Abstract

Aspergillus fumigatus, a prevalent saprophytic fungus in the atmosphere, is known to rapidly induce severe invasive aspergillosis (IA) upon inhalation of its conidia by humans or animals. The mortality rate associated with IA exceeds 50%. The misuse of antifungal agents has contributed to the emergence of numerous highly pathogenic drug-resistant strains of A. fumigatus. Our study found that the combination of domiphen and itraconazole had sound synergistic antimicrobial effects against wild-type and itraconazole-resistant A. fumigatus in vivo and in vitro through MIC, FIC, plate inoculation, growth curve experiments, and Galleria mellonella infection model. Drug cytotoxicity and pharmacological tests for acute toxicity assays demonstrated that both itraconazole and domiphen showed minimal cytotoxicity and good biocompatibility. The transcriptome sequencing experiment demonstrated that domiphen exerted a suppressive effect on the expression of various genes, including those involved in drug efflux, redox regulation, and cellular membrane and cell wall remodeling. The present investigation explores the synergistic antimicrobial mechanisms of domiphen and itraconazole, encompassing three key aspects: (i) domiphen inhibited the efflux of itraconazole by reducing the expression of drug efflux-related genes, (ii) the combination has good ability to disrupt the cell membrane and cell wall, (iii) the combination also can remove biofilm more effectively.

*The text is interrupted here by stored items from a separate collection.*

PR #705, opened 2023-02-10
Restore HTTP error handling for haalcentraal/bag + further refactor of Haal Centraal client

lbam:
See commit messages for details.

### DIFF
--- a/src/dso_api/dynamic_api/remote/clients.py
+++ b/src/dso_api/dynamic_api/remote/clients.py
@@ -42,6 +42,109 @@ class RemoteResponse:
     data: Union[list, dict]
 
 
+def call(pool: urllib3.PoolManager, url: str, **kwargs) -> HTTPResponse:
+    """Make an HTTP GET call. kwargs are passed to pool.request."""
+
+    host = urlparse(url).netloc
+    t0 = time.perf_counter_ns()
+    try:
+        # Using urllib directly instead of requests for performance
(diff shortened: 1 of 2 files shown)


src/dso_api/dynamic_api/remote/clients.py
```diff
@@ -42,6 +42,109 @@ class RemoteResponse:
...
+        response.status,
+        response.reason,
+        (time.perf_counter_ns() - t0) * 1e-9,
+    )
+
+    if response.status >= 200 and response.status < 300:
+        return response
+
+    # We got an error.
+    if logger.isEnabledFor(logging.DEBUG):
```
jjmurre, line 83: Is the `if` necessary? Because the logger handles this for you depending on the log level.

lbam: This is ancient code from 2020, see ab346a13764c31e6b804f3b8d11708708b079f31. It looks overly cautious to me too, I'll see if I can get rid of it.

lbam: I think the issue is that `.data` is a `property` that parses and caches the response, which we don't want to do except if we actually want to print the message.

jjmurre: Ah, makes sense.

jjmurre (approved):
LGTM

In summary, the utilization of domiphen as a synergist of itraconazole exhibited disruptive effects on the biofilm, cell wall, and cell membrane of A. fumigatus. This subsequently led to a modified distribution of itraconazole within the fungal organism, ultimately resulting in enhanced antifungal efficacy. The results of this study may provide a new therapeutic strategy for the treatment of IA caused by drug-resistant A. fumigatus.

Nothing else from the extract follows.